Please see our collection of research articles on probabilistic programming.
A growing body of literature studies probabilistic programming from an array of perspectives. The individual project pages linked below often contain lists of publications, although we aim to collect these in our own master list as well. A related but distinct body of work is that of Approximate Bayesian Computation (ABC), which focuses on likelihood-free methods, developed originally to tackle statistical queries in population genetics but now applied more broadly. The website for the i-Like research programme links to a number of very interesting articles. Another related area of research is Statistical Relational Learning, which is in general interested in distributions on structured spaces (e.g., models of first order languages) where there may be uncertainty in the number and types of objects.
Existing probabilistic programming systems
Below we have compiled a list of probabilistic programming systems including languages, implementations/compilers, as well as software libraries for constructing probabilistic models and toolkits for building probabilistic inference algorithms.
- BLOG, or Bayesian logic, is a probabilistic programming language with elements of first-order logic, as well as an MCMC-based inference algorithm. BLOG makes it relatively easy to represent uncertainty about the number of underlying objects explaining observed data.

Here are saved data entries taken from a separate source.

PR #1713, opened 2023-10-16
Remove unused `modified` field on `Upload` model

mvandenburgh:
I noticed this while investigating what new fields (if any) we need to add for garbage collection of `Uploads`. We don't use this anywhere at this time, and since we've already decided to rework how we do `modified` (not using `TimeStampedModel`), I think it makes sense to just remove this.


dandiapi/api/migrations/0044_remove_embargoedupload_modified_and_more.py
```diff
@@ -0,0 +1,31 @@
...
+        migrations.AlterField(
+            model_name='embargoedupload',
+            name='created',
+            field=django_extensions.db.fields.CreationDateTimeField(auto_now_add=True),
+        ),
+        migrations.AlterField(
+            model_name='upload',
+            name='created',
+            field=django_extensions.db.fields.CreationDateTimeField(auto_now_add=True),
+        ),
```
mvandenburgh, line 30: Note: this migration got created because `TimeStampedModel` defines `created` internally a bit differently using `gettext_lazy` https://github.com/django-extensions/django-extensions/blob/main/django_extensions/db/models.py#L17

AlmightyYakob (approved):
LGTM

mvandenburgh:
#1714 will fix the failing type check here.

PR #1720, opened 2023-10-18
Remove unnecessary atomic decorators from tasks

mvandenburgh:
I don't think the `atomic` decorator actually does anything for these task functions, but please correct me if I'm missing something @danlamanna @AlmightyYakob. 
Any complex operations that do need to be atomic are already wrapped in an `atomic` block inside the service layer functions that the tasks are calling.

### DIFF
--- a/dandiapi/api/services/publish/__init__.py
+++ b/dandiapi/api/services/publish/__init__.py
@@ -103,12 +103,12 @@ def _publish_dandiset(dandiset_id: int) -> None:
 
     Calling `_lock_dandiset_for_publishing()` is a precondition for calling this function.
     """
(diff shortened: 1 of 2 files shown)


danlamanna (approved):

mvandenburgh:
Looks like the `atomic` decorator was actually doing something on the publish task :sweat_smile:  - this select_for_update call is erroneously made outside of the `atomic` block, but it went unnoticed until now since the celery task had the `atomic` decorator. https://github.com/dandi/dandi-archive/pull/1720/commits/a5b5786f28881d70b94a161055de1f9a0f733813

danlamanna (approved):

PR #1721, opened 2023-10-18
Clean up handling of missing `DOI_API_PREFIX` setting

mvandenburgh:
This setting should never be unset in a real deployment of DANDI, so silently replacing it with a default if it's missing is not ideal. 
Instead, this PR changes it so that things fail loudly and raise and error if this setting is not supplied in an env var. In dev/testing configurations it is still hardcoded to the placeholder value, but this is done at the Django setting layer instead of directly in the application code.


mvandenburgh:
Closing this. I'll re-evaluate whether this refactor makes sense as part of redesigning the DOI creation process.

PR #1730, opened 2023-10-26
Optimize dandiset listing endpoint

AlmightyYakob:
This reduces the load time of the dandiset listing endpoint by optimizing the `_get_dandiset_to_version_map` function. This means the search endpoint should also experience a slight performance improvement, since it also uses that function.

The optimization is accomplished with the following changes:
1. Removes an unnecessary query being made in the `get_root_paths_many` function
2. Shifts the version stats aggregation to be done in postgres, making it more efficient
3. Optimize the query for retrieving the latest version. Similar to the other optimized query, this leverages postgres aggregation to efficiently return the latest published versions for all relevant dandisets
4. Use two smaller queries instead of one union-ed query when retrieving drafts and published versions, to take advantage of the last published version optimization.

### DIFF
--- a/dandiapi/api/views/dandiset.py
+++ b/dandiapi/api/views/dandiset.py
@@ -1,7 +1,7 @@
 from allauth.socialaccount.models import SocialAccount
 from django.contrib.auth.models import User
 from django.core.exceptions import ObjectDoesNotExist
-from django.db.models import Count, F, OuterRef, Subquery, Sum
+from django.db.models import Count, Max, OuterRef, Subquery, Sum
 from django.db.models.functions import Coalesce
 from django.db.models.query_utils import Q
 from django.http import Http404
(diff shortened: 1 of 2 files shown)


dandiapi/api/views/dandiset.py
```diff
@@ -163,64 +163,55 @@ def get_object(self):
...
-            version: Version
+        # This query sums the size and file count for root paths, and groups by the version_id,
+        # ensuring that the queryset is unique w.r.t the version_id. For some reason, the
+        # `order_by` clause is necessary to ensure this grouping
+        version_stats = {
+            entry['version_id']: entry
+            for entry in get_root_paths_many(versions=relevant_versions)
+            .values('version_id')
+            .annotate(total_size=Sum('aggregate_size'), num_assets=Sum('aggregate_files'))
+            .order_by('version_id')
```
danlamanna, line 181:
```suggestion
            .order_by()
```

I think you're getting bitten by the model `ordering`. WIthout the `order_by` it groups by `version_id, path` and orders by `path`. With `order_by('version_id')` it groups and orders by `version_id`. Using just `order_by()` ignores the model ordering and omits an `order by` clause and just groups by `version_id` which is what I think you want.

danlamanna (approved):
This LGTM, it seems like a performance improvement and a code simplification which is nice.

dandiapi/api/views/dandiset.py
AlmightyYakob: Good catch, I didn't realize you could omit the parameters and still obtain the group clause.

danlamanna (approved):

PR #1733, opened 2023-11-03
Add upload/asset blob garbage collection design doc

mvandenburgh:


doc/design/garbage-collection-uploads-asset-blobs.md
```diff
@@ -0,0 +1,26 @@
+# Upload and Asset Blob Garbage Collection
+
+## Background
+
+Now that the [design for S3 trailing delete](https://github.com/dandi/dandi-archive/blob/master/doc/design/s3-trailing-delete.md) is deployed to staging, we are ready to implement garbage collection. [This older design document](https://github.com/dandi/dandi-archive/blob/master/doc/design/garbage-collection-1.md#uploads) is still relevant, and summarizes the various types of garbage collection we want to implement. This document will present a design for garbage collection of uploads and asset blobs, i.e. garbage that accumulates due to improper uploads done by users. A design for garbage collection of orphaned “Assets” (i.e. files that have been properly uploaded, have metadata, etc. but are no associated with any dandisets) is more complex and is left for a future design document.
```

- BUGS is a language for specifying finite graphical models and accompanying software for performing B(ayesian) I(nference) U(sing) G(ibbs) S(ampling).
- Church is a universal probabilistic programming language, extending Scheme with probabilistic semantics, and is well suited for describing infinite-dimensional stochastic processes and other recursively-defined generative processes (Goodman, Mansinghka, Roy, Bonawitz and Tenenbaum, 2008). Implementations of Church include MIT-Church, Cosh, Bher, and JSChurch.
- Dimple is a software tool that performs inference and learning on probabilistic graphical models via belief propagation algorithms or sampling based algorithms.
- FACTORIE is a Scala library for creating relational factor graphs, estimating parameters and performing inference.
- Figaro is a Scala library for constructing probabilistic models that also provides a number of built-in reasoning algorithms that can be applied automatically to any constructed models.
- HANSEI is a domain-specific language embedded in OCaml, which allows one to express discrete-distribution models with potentially infinite support, perform exact inference as well as importance sampling-based inference, and model inference over inference.
- Hierarchical Bayesian Compiler (HBC) is a language for expressing and compiler for implementing hierarchical Bayesian models, with a focus on large-dimension discrete models and support for a number of non-parametric process priors.
- Infer.NET is a software library developed by Microsoft for expressing graphical models and implementing Bayesian inference using a variety of algorithms.
- ProbLog is a probabilistic extension of Prolog based on Sato's distribution semantics. While ProbLog1 focuses on calculating the success probability of a query, ProbLog2 can calculate both conditional probabilities and MPE states.
- PyMC is a python module that implements a suite of MCMC algorithms as python classes, and is extremely flexible and applicable to a large suite of problems. PyMC includes methods for summarizing output, plotting, goodness-of-fit and convergence diagnostics.
- Stan exposes a language for defining probability density functions for probabilistic models. Stan includes a compiler, which produces C++ code that performs Bayesian inference via a method similar to Hamiltonian Monte Carlo sampling.
- Probabilistic Models of Cognition Tutorial
A tutorial in Church using examples from Cognitive Science and AI.